---------- Excerpted records ----------
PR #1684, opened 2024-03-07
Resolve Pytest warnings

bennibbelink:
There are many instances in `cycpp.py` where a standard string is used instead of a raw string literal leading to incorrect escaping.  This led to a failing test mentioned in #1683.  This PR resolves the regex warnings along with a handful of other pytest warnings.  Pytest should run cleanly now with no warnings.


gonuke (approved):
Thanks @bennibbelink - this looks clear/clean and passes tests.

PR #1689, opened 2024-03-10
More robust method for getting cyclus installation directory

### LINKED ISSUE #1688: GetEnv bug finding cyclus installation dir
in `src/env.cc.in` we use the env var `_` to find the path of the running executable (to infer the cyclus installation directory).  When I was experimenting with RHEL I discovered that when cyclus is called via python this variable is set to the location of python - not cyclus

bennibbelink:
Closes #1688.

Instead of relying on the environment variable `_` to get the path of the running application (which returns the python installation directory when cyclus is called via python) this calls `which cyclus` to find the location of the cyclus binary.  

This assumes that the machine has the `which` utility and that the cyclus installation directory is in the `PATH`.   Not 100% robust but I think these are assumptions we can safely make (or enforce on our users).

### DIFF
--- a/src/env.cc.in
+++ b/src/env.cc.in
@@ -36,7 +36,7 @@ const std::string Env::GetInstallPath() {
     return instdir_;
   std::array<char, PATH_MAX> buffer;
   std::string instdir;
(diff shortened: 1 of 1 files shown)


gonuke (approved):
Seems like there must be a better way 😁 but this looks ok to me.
----------
What the task asks:
Quote only the stretch of lines that starts the data above and ends with the line containing "There are many", both included.

Output:
PR #1684, opened 2024-03-07
Resolve Pytest warnings

bennibbelink:
There are many instances in `cycpp.py` where a standard string is used instead of a raw string literal leading to incorrect escaping.  This led to a failing test mentioned in #1683.  This PR resolves the regex warnings along with a handful of other pytest warnings.  Pytest should run cleanly now with no warnings.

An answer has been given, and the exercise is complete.